© 1952 by Oxford University Press
THE STABILITY OF A COMPRESSED ELASTIC RING AND OF A FLEXIBLE HEAVY STRUCTURE SPREAD BY A SYSTEM OF ELASTIC RINGS
( Air Ministry London, S. W.1 )
The stability of a compressed elastic ring has been studied by a method which can be extended to solve the problem of the stability of a flexible heavy structure spread by a system of hoops as in a crinoline skirt. The original work by Levy, which was developed by Timoshenko and Love, cannot be generalized to problems in which the compressing forces are affected by the deformation of the ring.

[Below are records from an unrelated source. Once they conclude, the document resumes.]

Issue #441, opened 2018-02-15
Pod creation flood when running on k8s


Vlaaaaaaad:
Issue created after discussion on [Slack](https://seleniumhq.slack.com/archives/C99KY79EK/p1518689803000467) and Gitter.

### Expected Behavior

When running a Selenium test on Kubernetes that requests 300 instances of Firefox( several scenarios running in parallel), I expected 300 pods to be created to serve that.

### Actual Behavior

Significantly more pods are are created to serve the request. The `maxDockerSeleniumContainers` limit was set to 600 and it was hit( the limit seemed to work and Zalenium reported stopping the requests due to the limit).

The following message can be seen in the logs for Zalenium hub:
```
INFO - [DS] Request has waited 30 attempts for a node, something went wrong with the previous attempts, creating a new node for { ... }
```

It is shown that the load at which a ring will buckle depends not only upon the magnitude of the load but also upon its first derivative relative to the radial distance. A positive derivative causes the ring to buckle at a higher load. When this result is applied to a cone of heavy and loosely draped fabric spread by a rigid hoop of radius r2 and a larger and flexible hoop of radius r1 below it, both hoops being in horizontal planes, then various modes of buckling other than oval are possible according to the relative magnitudes of r1 and r2. It is found that oval buckling changes to three-wave buckling when r2/r1 = 13/24, three-wave changes to four-wave when r2/r1 = 97/120, and as r1 and r2 approach nearer to equality the buckled form progressively changes to more waves. When applied to a structure spread by many horizontal hoops of which the top one is rigid and oval, it is found that all other hoops, if each is designed to the criterion qr3 = 3EI, will have the same absolute deviation from circularity as the rigid hoop. If any one hoop is designed so that qr3 > 3EI, then the oval shape of the rigid hoop is magnified on all flexible hoops.